Lately, I have been thinking about few ideas for my future startup that I thought would be better if I built them. Some of those ideas were really great and as I was diving into them for some research, I came to found that their exists same sort of service already that is doing an excellent job. 
My recent incident just for an example, while I was reading http://www.thedeveloperscode.com/, I got an idea for making a social network that would enable people share what they are reading, host their books if they are writer and even enable them to sell them (or let peoples subscribe by paying money) depending on their preference. And I came to know that their already exists http://scribd.com that is doing great job for this. I know it sounds silly that I wasn't aware of it and neither was using Scribd already, because I am noob from a middle class family of a underdeveloped country Nepal (Asia) where Internet is just emerging and has barely touched peoples daily life, which surely has effected me too.<p>My point is, what would you guys do, if you found that somebody has already built a service that you were thinking seriously from last few months? Would you just swift change your ideas? Make improvements in your idea seeing what their demerits are and what services/features they lack? Or just dive into it without caring and start building your own? I understand that their already exist Yahoo search before Google came up, Friendster before Facebook came up, and as there was already Facebook, Google+ came up.
======
struppi
That depends on a lot of factors.

Do you really, honestly think you can make it better than what already exists?
What is in it for your customers, can you make their lives better? Does your
(financial) life depend on it or do you do it as a side project for the fun of
it (1)? Can you refine your idea with real user feedback or are you on your
own? etc...

(1) I develop a community climbing blog and a web framework as side projects,
just for fun. The rules change when you do things just for fun - see also my
blog post "Why re-invent the wheel" <http://davidtanzer.net/node/81>

------
sadlyNess
Well before you get serious with an idea, find out the current alternatives.
If the existing one is doing a good job, let it go. If you still think your
idea can solve a problem, find out what went wrong with those who tried to
build something similar. Competition is good and Do Not be obsessed with an
unverified idea. Confirm that its workable, then get into it.</0.02>

------
doublesprout
I'm guessing you're still in Nepal. Focus on a market you know well and look
for provable business models - it'll be easy to narrow down your ideas. Also,
I wouldn't be ashamed of cloning something from somewhere else and bringing it
to your community.

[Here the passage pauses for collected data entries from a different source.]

PR #8561, opened 2021-04-19
[tests-only]public link share for folder with different permissions

swoichha:
### Description
This PR  adds tests for sharing folder using public link with various permissions

### Related Issue
#8501

### DIFF
--- a/test/gui/shared/steps/steps.py
+++ b/test/gui/shared/steps/steps.py
@@ -522,9 +522,11 @@ def step(context, resource, role):
         radioObjectName = names.oCC_ShareLinkWidget_radio_readOnly_QRadioButton
     elif role == 'Editor':
         radioObjectName = names.oCC_ShareLinkWidget_radio_readWrite_QRadioButton
+    elif role == 'Contributor':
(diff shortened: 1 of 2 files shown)


test/gui/shared/steps/steps.py
```diff
@@ -511,3 +511,21 @@ def step(context, permissions, resource, password):
...
+def step(context, resource, role):
+    resource = sanitizePath(substituteInLineCodes(context, resource))
+    radioObjectName = ''
+    
+
+    if role == 'Viewer':
+        radioObjectName = names.oCC_ShareLinkWidget_radio_readOnly_QRadioButton
+    elif role == 'Editor':
+        radioObjectName = names.oCC_ShareLinkWidget_radio_readWrite_QRadioButton
+    else:
```
individual-it, line 525: lets throw an exception is an unexpected role is given

individual-it (changes requested):

test/gui/shared/steps/steps.py
swoichha: Done

individual-it (approved):

PR #8572, opened 2021-04-23
start the client with correct language setting

individual-it:
the current client of the master branch does not get its language settings from env variable but from a commandline switch

### DIFF
--- a/test/gui/shared/steps/steps.py
+++ b/test/gui/shared/steps/steps.py
@@ -71,6 +71,10 @@ def step(context, displayname, host):
             ), displayname + "\n" + host
         )
 
+def startClient():
+    startApplication("owncloud -s --logfile - --language en_US.utf8 --confdir " + confdir)
+    snooze(1)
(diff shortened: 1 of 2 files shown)


swoichha (approved):
lgtm

test/gui/shared/steps/steps.py
```diff
@@ -71,6 +71,10 @@ def step(context, displayname, host):
             ), displayname + "\n" + host
         )
 
+def startClient():
+    startApplication("owncloud -s --logfile - --language en_US.utf8 --confdir " + confdir)
+    snooze(1)
```
TheOneRing, line 76: The client takes language arguments like `en_US` not `en_US.utf8` .
@fmoc please add the format to the command line help text, see https://github.com/owncloud/client/issues/8574 .

individual-it: @TheOneRing fixed in #8580

PR #8575, opened 2021-04-26
Cleanup ui_lang

TheOneRing:


src/gui/openfilemanager.cpp
```diff
@@ -160,7 +162,11 @@ void showInFileManager(const QString &localPath)
 
         static QString name;
         if (name.isEmpty()) {
-            name = desktopFile.value(QString::fromLatin1("Desktop Entry/Name[%1]").arg(qApp->property("ui_lang").toString())).toString();
+            auto displayLanguage = ocApp()->displayLanguage();
+            if (displayLanguage.isEmpty()) {
+                displayLanguage = QLatin1Char('C');
+            }
+            name = desktopFile.value(QString::fromLatin1("Desktop Entry/Name[%1]").arg(displayLanguage)).toString();
```
dschmidt, line 169: Maybe you can check what this fallback actually does and whether it makes sense here ... otherwise fine with me.

dschmidt (approved):

PR #8576, opened 2021-04-26
Finish backup on soft error

TheOneRing:


jnweiger (approved):
Error propagation, yummy!

fmoc (approved):
I'm a little worried about the fact the "error files" are just sent in some failure message, but there won't be any further actions. But anyway, not putting them into the synced files could/should fix the original issue.

PR #8578, opened 2021-04-27
[tests-only]refactor tests to use scenario outline

swoichha:
### Description
This PR refactors test `simple sharing of folder by public link with different roles` to use data table in `When` step.

### DIFF
--- a/test/gui/shared/steps/steps.py
+++ b/test/gui/shared/steps/steps.py
@@ -515,31 +515,10 @@ def step(context, permissions, resource, password):
     waitFor(lambda: (findObject(names.linkShares_0_0_QModelIndex).displayText == "Public link"))
 
 
-@When('the user creates a new public link for folder "|any|" using the client-UI with these details:')
-def step(context, resource):
-    resource = sanitizePath(substituteInLineCodes(context, resource))
-    radioObjectName = ''
-    for row in context.table:
-        if row[0] == 'role':
-            if row[1] == 'Viewer':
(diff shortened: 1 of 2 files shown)


SwikritiT (commented):
LGTM :+1:

Talank (commented):
LGTM

Talank (commented):
looks good

test/gui/shared/steps/steps.py
```diff
@@ -529,8 +527,20 @@ def step(context, resource, role):
...
     openPublicLinkDialog(context, resource)
     clickButton(waitForObject(radioObjectName))
-    clickButton(waitForObject(names.oCC_ShareLinkWidget_createShareButton_QPushButton))       
+    clickButton(waitForObject(names.oCC_ShareLinkWidget_createShareButton_QPushButton))  
+    
+@When('the user creates a new public link for folder "|any|" using the client-UI with these details:')
+def step(context, resource):
+    for row in context.table:
+        if row[0] == 'role':       
+            createPublicShare(context, resource, row[1])
```
individual-it, line 539: that would only create the publiLink if the "role" is given and and if multiple "role" lines are given it would create multiple public links. no other settings are are taken in account

individual-it (changes requested):

test/gui/shared/steps/steps.py
swoichha: This step actual is used just to create a public link based on role. For multiple role line I can add a break so that it works for only one role.

individual-it (approved):

PR #8582, opened 2021-04-27
Fix index

TheOneRing:


src/common/fixedsizeringbuffer.h
```diff
@@ -101,25 +101,23 @@ class FixedSizeRingBuffer
      */
     void remove_if(const std::function<bool(const TYPE &)> &f)
     {
-        size_t pos = 0;
+        // filter and sort the data
+        auto tmp = decltype(_data) {};
```
fmoc, line 105: Out of curiosity, shouldn't it be possible to write `decltype(_data) tmp{};`?

src/common/fixedsizeringbuffer.h
```diff
@@ -101,25 +101,23 @@ class FixedSizeRingBuffer
...
+        auto pos = 0;
```
fmoc, line 106: `auto` will most likely make this an `int`, since the type is inferred from the `0`. It should be explicitly declared as `size_t`, I think. Otherwise, it might overflow with really really large buffers.

fmoc (changes requested):
The algorithm should work now. We give up some efficiency (it now has a memory complexity of O(n)), but at least the implementation is correct now.

I found a potential buffer overflow, please have a look. The rest looks good.

fmoc (approved):
I'm not sure `remove_if` is a very accurate name for the function, but the function looks good now.

PR #8584, opened 2021-04-28
Add Retry action to the protocol items

TheOneRing:


TheOneRing:
image

michaelstingl:
Nice one 👍

Does it work with blacklisted items? Does it maybe reset the blacklist status?

TheOneRing:
That's exactly what it does :)
It removes them from the ignore list and starts a new sync.
For now it only available if a single file is selected, we might allow to select multiple.
The old code added a button on items which where due to quota issues, now it should be available on all errors.

michaelstingl (approved):
LGTM

fmoc (approved):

There are going to be opportunities in a place like Nepal
that aren't in the tech hubs.

------
TMK
If you do not want competition then find an idea where there is no products
already, but this will be quite hard as there is so many companies already
making products and lots of em.

If you want to compete which might be fun and drive you to make your
service/product better and better everyday. Then do that and try to survive.

------
amorphid
Learn how to sell and make money online. Everything else will fall into place.